• WORK INSTRUCTION
The lines to copy from the listing below are those that contain the string "were".
..........
PR #435, opened 2025-06-19
feat: Select supported providers based on successful responses

gregorydemay:
Dynamically select supported JSON-RPC providers according to the number of successful JSON-RPC responses in the last 20 minutes, where providers with a higher number will be prioritized over ones with lower numbers. 

This is a heuristic that aims at selecting only currently functioning providers. The idea is that since JSON-RPC errors cannot be relied upon, as they are not specified by the Ethereum JSON-RPC API and so different EVM clients or JSON-RPC providers do use different errors, we only count instead the number of successful responses. Obviously, this is still not bulletproof, since it won't help in case the provider returns a successful JSON-RPC response with incorrect data. 

Looking back at previous incidents with Ethereum JSON-RPC providers for the EVM RPC canister or the ckETH/ckERC20 minter, we can see that having this heuristic would have helped in most cases, excepted when a provider returns successful responses with incorrect data (1 out of 4 incidents):

1. :relieved: `Cloudflare` always return an error (proposal [136701](https://dashboard.internetcomputer.org/proposal/136701))
2. :relieved: `LlamaNodes` is down (proposal [132474](https://dashboard.internetcomputer.org/proposal/132474))
3.  :relieved: `Ankr` dropped IPv6 connectivity ([132415](https://dashboard.internetcomputer.org/proposal/132415)
4. :scream:`Cloudflare` returns successful responses with wrong results (proposal [128365](https://dashboard.internetcomputer.org/proposal/128365))

This is the last step towards dynamically ranking supported providers according to the number of their successful responses, which is done in the following 3 PRs:

1. #436
5. #434 
6. #435 (this one)


src/memory.rs
```diff
@@ -126,6 +132,34 @@ pub fn set_num_subnet_nodes(nodes: u32) {
...
+    }
+}
+
+pub fn rank_providers(
+    services: &[SupportedRpcService],
+    now: Timestamp,
+) -> Vec<SupportedRpcService> {
+    UNSTABLE_RPC_SERVICE_OK_RESULTS_TIMESTAMPS.with_borrow_mut(|access| {
+        access
+            .sort_keys_by(services, |values| {
```
lpahlavi, line 149: nit: what's the behavior when there are no unexpired calls i.e. when there were no calls recently? Does it then default to some fixed ordering, and do we want to fix that ordering? Maybe I would add a comment here as well.

src/memory.rs
```diff
@@ -126,6 +132,34 @@ pub fn set_num_subnet_nodes(nodes: u32) {
...
 
+pub fn record_ok_result(service: &RpcService) {
+    if let Some(service) = SupportedRpcService::new(service) {
+        let now = Timestamp::from_nanos_since_unix_epoch(ic_cdk::api::time());
+        UNSTABLE_RPC_SERVICE_OK_RESULTS_TIMESTAMPS
+            .with_borrow_mut(|access| access.insert_evict(now, service, ()));
+    }
+}
+
+pub fn rank_providers(
```
lpahlavi, line 143: nit: I feel like this is pretty important logic and should maybe live somewhere else than here?

lpahlavi (commented):
Thanks a lot for the PR @gregorydemay! Generally looks good! Mostly some minor comments from my side.

One overall comment: would it make sense to make this strategy configurable? I wonder how much extra complexity this would add, but could make sense for callers to be able to use either the new heuristic or just the hardcoded default providers. WDYT?

gregorydemay (commented):
Thanks @lpahlavi for the initial review! Should be ready for another round.

src/providers.rs
```diff
@@ -437,3 +454,42 @@ impl From<SupportedRpcService> for RpcService {
...
+            Duration::from_secs(20 * 60),
+            NonZeroUsize::new(500).unwrap(),
+        ))
+    }
+
+    pub fn record_evict(&mut self, service: SupportedRpcService, now: Timestamp) {
+        self.0.insert_evict(now, service, ());
+    }
+
+    pub fn rank_ascending_evict(
```
ninegua, line 480: Not sure I fully understand this, but could there be a case where some service passed as input is not the key in the cache? Will this service still be returned?

ninegua (approved):
LGTM! Left a question for my understanding only

src/providers.rs
gregorydemay: > but could there be a case where some service passed as input is not a key in the cache? Will this service still be returned?

Good question! Initially yes, there won't be any key in the cache, so that `ascending_num_elements` will return `0` for those keys. This could also happen is some providers got evicted from the cache if they were not used in the last 20 minutes. Does it make sense?

tests/tests.rs
```diff
@@ -2459,6 +2459,100 @@ fn should_log_request() {
...
+            }),
+            evm_rpc_types::GetTransactionCountArgs {
+                address: "0xdAC17F958D2ee523a2206206994597C13D831ec7"
+                    .parse()
+                    .unwrap(),
+                block: evm_rpc_types::BlockTag::Latest,
+            },
+        )
+        .mock_http_once(MockOutcallBuilder::new(200, response_0.clone()).with_host("rpc.ankr.com"))
+        .mock_http_once(MockOutcallBuilder::new(500, "error").with_host("ethereum.blockpi.network"))
```
lpahlavi, line 2485: I'm sure the choice of BlockPi as the one provider returning an error was completely arbitrary 😄

src/rpc_client/mod.rs
```diff
@@ -307,6 +315,12 @@ impl EthRpcClient {
         let (requests, errors) = requests.into_inner();
         let (_client, mut results) = canhttp::multi::parallel_call(client, requests).await;
         results.add_errors(errors);
+        let now = Timestamp::from_nanos_since_unix_epoch(ic_cdk::api::time());
+        results
+            .ok_results()
```
lpahlavi, line 320: nit: I wonder if some of this logic would make sense as a tower layer. WDYT?

lpahlavi (approved):
Thanks for the PR and adjustments @gregorydemay! LGTM!

PR #436, opened 2025-06-19
refactor: remove default/non-default providers

gregorydemay:
The notion of default/non-default providers was only useful when Equality was chosen as consensus strategy and no providers was explicitly specified, in which case the "default" providers would be selected. This PR removes the notion of default/non-default providers by replacing with an ordered list of providers for a given EVM chain, corresponding to the supported providers. The previous notion of "default" providers simply correspond to the first three providers in that list.

This is similar to the refactoring done in dfinity/sol-rpc-canister#122.

Differentiating between supported and custom providers is the first step towards dynamically ranking supported providers according to the number of their successful responses, which is done in the following 3 PRs:

1. #436 (this one)
2. #434 
3. #435

### DIFF
--- a/src/rpc_client/mod.rs
+++ b/src/rpc_client/mod.rs
@@ -1,6 +1,6 @@
 use crate::http::http_client;
 use crate::memory::get_override_provider;
-use crate::providers::resolve_rpc_service;
+use crate::providers::{resolve_rpc_service, SupportedRpcService};
 use crate::rpc_client::eth_rpc::{HttpResponsePayload, ResponseSizeEstimate, HEADER_SIZE_LIMIT};
 use crate::rpc_client::numeric::TransactionCount;
 use crate::types::MetricRpcMethod;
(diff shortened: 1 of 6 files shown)


src/rpc_client/mod.rs
```diff
@@ -65,107 +64,60 @@ pub struct Providers {
...
-                    Self::DEFAULT_L2_MAINNET_SERVICES,
-                    Self::NON_DEFAULT_L2_MAINNET_SERVICES,
-                    strategy,
-                )?
-                .into_iter()
-                .map(RpcService::OptimismMainnet)
-                .collect(),
-            ),
-        };
+        fn user_defined_providers(source: RpcServices) -> Option<Vec<RpcService>> {
```
lpahlavi, line 70: nit: just an idea, but imo this could be a bit easier to read with less repetition e.g.

```rust
fn user_defined_providers(source: RpcServices) -> Option<Vec<RpcService>> {
    fn map_services<T, F>(services: Option<Vec<T>>, f: F) -> Option<Vec<RpcService>>
    where
        F: Fn(T) -> RpcService,
    {
        services.map(|s| s.into_iter().map(f).collect())
    }

    match source {
        RpcServices::Custom { services, .. } => {
            Some(services.into_iter().map(RpcService::Custom).collect())
        }
        RpcServices::EthMainnet(services) => map_services(services, RpcService::EthMainnet),
        RpcServices::EthSepolia(services) => map_services(services, RpcService::EthSepolia),
        RpcServices::ArbitrumOne(services) => map_services(services, RpcService::ArbitrumOne),
        RpcServices::BaseMainnet(services) => map_services(services, RpcService::BaseMainnet),
        RpcServices::OptimismMainnet(services) => map_services(services, RpcService::OptimismMainnet),
    }
}
```

lpahlavi (approved):

PR #437, opened 2025-06-20
refactor!: use `canlog` crate

lpahlavi:
Replace direct usage of `ic_canister_log` with `canlog` for logging.

BREAKING CHANGE: This change is breaking for the `evm_rpc_types` crate, where the `RegexString` and `RegexSubstitution` types were deleted and the corresponding types from `canlog` are used throughout instead. The canister Candid API is unchanged since the types from the `canlog` crate have the same Candid interface.

### DIFF
--- a/src/candid_rpc/mod.rs
+++ b/src/candid_rpc/mod.rs
@@ -166,7 +166,7 @@ impl CandidRpcClient {
     ) -> MultiRpcResult<evm_rpc_types::Hex> {
         use crate::candid_rpc::cketh_conversion::{from_data, into_eth_call_params};
         process_result(
-            RpcMethod::EthFeeHistory,
+            RpcMethod::EthCall,
             self.client.eth_call(into_eth_call_params(args)).await,
         )
         .map(from_data)
--- a/src/types/mod.rs
+++ b/src/types/mod.rs
@@ -168,6 +168,7 @@ pub struct Metrics {
 
 #[derive(Clone, Copy, Debug, PartialEq, Eq)]
 pub enum RpcMethod {
+    EthCall,
     EthFeeHistory,
     EthGetLogs,
     EthGetBlockByNumber,
@@ -179,6 +180,7 @@ pub enum RpcMethod {
 impl RpcMethod {
     fn name(self) -> &'static str {
         match self {
+            RpcMethod::EthCall => "eth_call",
             RpcMethod::EthFeeHistory => "eth_feeHistory",
             RpcMethod::EthGetLogs => "eth_getLogs",
             RpcMethod::EthGetBlockByNumber => "eth_getBlockByNumber",


evm_rpc_types/src/lifecycle/mod.rs
```diff
@@ -22,6 +22,28 @@ pub enum LogFilter {
     HidePattern(RegexString),
 }
 
+impl From<LogFilter> for canlog::LogFilter {
```
ninegua, line 25: Just curious, why not use `canlog::LogFilter` to replace `LogFilter`?

ninegua (approved):

src/memory.rs
```diff
@@ -32,8 +33,8 @@ thread_local! {
         RefCell::new(StableBTreeMap::init(MEMORY_MANAGER.with_borrow(|m| m.get(API_KEY_MAP_MEMORY_ID))));
     static MANAGE_API_KEYS: RefCell<ic_stable_structures::Vec<Principal, StableMemory>> =
         RefCell::new(ic_stable_structures::Vec::init(MEMORY_MANAGER.with_borrow(|m| m.get(MANAGE_API_KEYS_MEMORY_ID))).expect("Unable to read API key principals from stable memory"));
-    static LOG_FILTER: RefCell<Cell<LogFilter, StableMemory>> =
-        RefCell::new(Cell::init(MEMORY_MANAGER.with_borrow(|m| m.get(LOG_FILTER_MEMORY_ID)), LogFilter::default()).expect("Unable to read log message filter from stable memory"));
+    static LOG_FILTER: RefCell<Cell<StorableLogFilter, StableMemory>> =
+        RefCell::new(Cell::init(MEMORY_MANAGER.with_borrow(|m| m.get(LOG_FILTER_MEMORY_ID)), StorableLogFilter::default()).expect("Unable to read log message filter from stable memory"));
```
gregorydemay, line 37: I think there we are going to need some tests since you're effectively changing the representation in stable memory. I suspect this could work if the deser of `StorableLogFilter` is `transparent` (which it's currently not):

1. there is the old LogFilter and its implementation of `storable` in test code
2. The test generates (best via proptest) an arbitrary `LogFilter` and serialize it
3. Should be possible to deserialize bytes to the new implementation `StorableLogFilter`
4. Structs should be "equal"

gregorydemay (commented):
Thanks for this clean-up @lpahlavi ! This does simplify a few things, but we have to be very careful about the changes in stable memory.

src/memory.rs
lpahlavi: That's a very good point! I forgot to add `.0` in the encoding method, which I would have noticed if I had tests for this! I've added such tests and fixed the encoding/decoding to be transparent.

src/types/tests.rs
```diff
@@ -1,25 +1,106 @@
...
+                .expect("Error while serializing `LogFilter`")
+                .into()
+        }
+
+        fn from_bytes(bytes: Cow<[u8]>) -> Self {
+            serde_json::from_slice(&bytes).expect("Error while deserializing `LogFilter`")
+        }
+
+        const BOUND: Bound = Bound::Bounded {
+            max_size: MESSAGE_FILTER_MAX_SIZE,
```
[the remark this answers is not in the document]
lpahlavi: Absolutely! Good catch, thanks!

src/memory.rs
gregorydemay: Thanks for the explanation!

> I actually feel like the best solution here would be something similar to what you implemented for the Pubkey and Signature types for the SOL RPC canister (i.e. validation during deserialization),

Generally yes, but here the problem is also that `Pattern::compile` is usually an expensive operation, which might not make it the right approach to "hide" it under deser. This is a setting set by the controller of the canister, who should know what they are doing, so only having check at runtime (it will probably panic if it's not a valid regex) is IMO not too bad.

gregorydemay (approved):
@lpahlavi Once this is merged and all tests are green, would you mind deploying it on the test EVM RPC canister? This would ensure that we didn't miss anything related to stable memory.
..........
• SOLUTION TO THE EXERCISE
lpahlavi, line 149: nit: what's the behavior when there are no unexpired calls i.e. when there were no calls recently? Does it then default to some fixed ordering, and do we want to fix that ordering? Maybe I would add a comment here as well.
Good question! Initially yes, there won't be any key in the cache, so that `ascending_num_elements` will return `0` for those keys. This could also happen is some providers got evicted from the cache if they were not used in the last 20 minutes. Does it make sense?
BREAKING CHANGE: This change is breaking for the `evm_rpc_types` crate, where the `RegexString` and `RegexSubstitution` types were deleted and the corresponding types from `canlog` are used throughout instead. The canister Candid API is unchanged since the types from the `canlog` crate have the same Candid interface.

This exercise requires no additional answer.